TRY IT: Lines with "NOTE": please show every one of them from the listing below.

ENTRIES SUPPLIED:
□ □ □ □ □

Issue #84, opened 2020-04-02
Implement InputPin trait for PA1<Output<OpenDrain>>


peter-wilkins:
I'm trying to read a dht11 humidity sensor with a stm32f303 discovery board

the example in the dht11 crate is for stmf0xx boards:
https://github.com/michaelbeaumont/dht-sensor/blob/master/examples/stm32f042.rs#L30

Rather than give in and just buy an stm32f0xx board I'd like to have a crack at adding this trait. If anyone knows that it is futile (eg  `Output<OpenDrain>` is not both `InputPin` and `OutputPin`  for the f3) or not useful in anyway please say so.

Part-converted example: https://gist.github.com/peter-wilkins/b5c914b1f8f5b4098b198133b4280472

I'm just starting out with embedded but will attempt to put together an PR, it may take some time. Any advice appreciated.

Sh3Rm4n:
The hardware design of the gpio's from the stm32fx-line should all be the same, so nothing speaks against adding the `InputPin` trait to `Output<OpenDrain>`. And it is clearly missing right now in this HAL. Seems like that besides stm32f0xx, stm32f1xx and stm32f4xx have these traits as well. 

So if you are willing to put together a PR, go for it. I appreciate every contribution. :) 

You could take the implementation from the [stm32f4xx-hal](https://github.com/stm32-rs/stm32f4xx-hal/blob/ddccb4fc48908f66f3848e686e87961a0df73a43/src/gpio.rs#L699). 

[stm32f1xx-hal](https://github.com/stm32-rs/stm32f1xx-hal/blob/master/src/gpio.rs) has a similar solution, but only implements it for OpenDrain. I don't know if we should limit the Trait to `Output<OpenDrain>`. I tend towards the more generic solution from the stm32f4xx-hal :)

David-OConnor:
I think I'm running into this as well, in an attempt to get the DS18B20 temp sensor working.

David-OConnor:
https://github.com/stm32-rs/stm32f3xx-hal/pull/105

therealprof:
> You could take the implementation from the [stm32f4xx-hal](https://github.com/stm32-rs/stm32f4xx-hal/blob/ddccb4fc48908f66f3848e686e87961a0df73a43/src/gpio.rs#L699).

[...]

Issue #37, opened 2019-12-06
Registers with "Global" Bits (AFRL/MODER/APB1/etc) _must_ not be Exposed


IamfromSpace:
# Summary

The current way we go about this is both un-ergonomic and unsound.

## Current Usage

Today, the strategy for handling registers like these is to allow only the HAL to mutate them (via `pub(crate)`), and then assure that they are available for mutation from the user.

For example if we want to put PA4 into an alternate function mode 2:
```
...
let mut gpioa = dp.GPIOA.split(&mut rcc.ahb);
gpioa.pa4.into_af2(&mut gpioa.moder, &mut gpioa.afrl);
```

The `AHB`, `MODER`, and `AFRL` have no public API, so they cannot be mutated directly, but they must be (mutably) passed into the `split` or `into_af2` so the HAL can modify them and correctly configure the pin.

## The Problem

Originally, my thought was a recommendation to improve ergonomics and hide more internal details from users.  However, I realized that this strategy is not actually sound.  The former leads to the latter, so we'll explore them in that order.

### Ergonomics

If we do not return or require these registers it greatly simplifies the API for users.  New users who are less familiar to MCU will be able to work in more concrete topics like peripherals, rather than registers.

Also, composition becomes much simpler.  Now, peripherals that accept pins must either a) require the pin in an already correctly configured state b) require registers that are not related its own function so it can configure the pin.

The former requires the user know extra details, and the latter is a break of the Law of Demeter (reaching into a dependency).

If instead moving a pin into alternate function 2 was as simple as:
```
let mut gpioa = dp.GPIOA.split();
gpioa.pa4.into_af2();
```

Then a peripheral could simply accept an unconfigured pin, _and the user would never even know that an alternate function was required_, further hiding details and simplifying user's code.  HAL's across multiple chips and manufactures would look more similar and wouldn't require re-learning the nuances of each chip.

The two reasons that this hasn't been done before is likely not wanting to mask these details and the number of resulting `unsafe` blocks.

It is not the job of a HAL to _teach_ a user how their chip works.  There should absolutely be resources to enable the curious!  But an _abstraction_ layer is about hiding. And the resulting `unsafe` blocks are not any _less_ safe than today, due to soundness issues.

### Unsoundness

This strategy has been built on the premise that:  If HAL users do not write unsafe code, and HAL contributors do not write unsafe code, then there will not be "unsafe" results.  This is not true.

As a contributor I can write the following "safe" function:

□ □ □ □ □

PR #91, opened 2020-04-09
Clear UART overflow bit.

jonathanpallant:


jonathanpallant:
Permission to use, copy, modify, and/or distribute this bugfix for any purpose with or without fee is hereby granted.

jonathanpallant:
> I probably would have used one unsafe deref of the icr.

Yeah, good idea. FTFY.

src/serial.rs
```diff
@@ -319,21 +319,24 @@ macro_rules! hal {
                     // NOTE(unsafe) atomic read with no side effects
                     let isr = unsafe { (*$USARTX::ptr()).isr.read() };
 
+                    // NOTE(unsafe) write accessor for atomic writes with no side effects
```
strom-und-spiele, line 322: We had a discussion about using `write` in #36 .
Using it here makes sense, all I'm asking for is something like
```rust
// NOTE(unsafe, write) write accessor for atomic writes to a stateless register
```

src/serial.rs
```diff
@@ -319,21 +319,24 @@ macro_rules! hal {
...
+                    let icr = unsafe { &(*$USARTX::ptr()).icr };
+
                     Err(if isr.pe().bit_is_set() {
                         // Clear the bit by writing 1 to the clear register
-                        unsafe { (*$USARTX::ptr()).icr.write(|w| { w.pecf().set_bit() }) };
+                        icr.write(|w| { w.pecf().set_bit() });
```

□ □ □ □ □

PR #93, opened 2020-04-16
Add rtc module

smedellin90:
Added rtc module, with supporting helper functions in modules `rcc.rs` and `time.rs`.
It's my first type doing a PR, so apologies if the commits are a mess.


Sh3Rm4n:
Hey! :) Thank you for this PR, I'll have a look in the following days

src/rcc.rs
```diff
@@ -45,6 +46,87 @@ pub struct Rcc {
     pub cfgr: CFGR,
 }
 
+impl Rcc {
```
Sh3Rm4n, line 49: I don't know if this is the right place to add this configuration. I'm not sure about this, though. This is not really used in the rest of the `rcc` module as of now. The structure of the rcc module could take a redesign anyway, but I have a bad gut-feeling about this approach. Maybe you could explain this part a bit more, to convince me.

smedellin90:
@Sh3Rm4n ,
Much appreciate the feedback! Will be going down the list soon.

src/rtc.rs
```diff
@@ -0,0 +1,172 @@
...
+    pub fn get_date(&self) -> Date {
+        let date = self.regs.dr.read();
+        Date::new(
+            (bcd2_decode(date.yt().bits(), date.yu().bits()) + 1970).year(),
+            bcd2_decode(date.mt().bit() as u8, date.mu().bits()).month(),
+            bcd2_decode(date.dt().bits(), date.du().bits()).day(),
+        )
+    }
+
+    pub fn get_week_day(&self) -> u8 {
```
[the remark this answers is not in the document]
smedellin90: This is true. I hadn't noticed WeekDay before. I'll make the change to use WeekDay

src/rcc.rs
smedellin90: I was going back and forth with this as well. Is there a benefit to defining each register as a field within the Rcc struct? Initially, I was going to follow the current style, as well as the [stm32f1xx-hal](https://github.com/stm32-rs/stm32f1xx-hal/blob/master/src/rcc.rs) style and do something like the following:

□ □ □ □ □

EXERCISE SOLUTION:
                     // NOTE(unsafe) atomic read with no side effects
+                    // NOTE(unsafe) write accessor for atomic writes with no side effects
// NOTE(unsafe, write) write accessor for atomic writes to a stateless register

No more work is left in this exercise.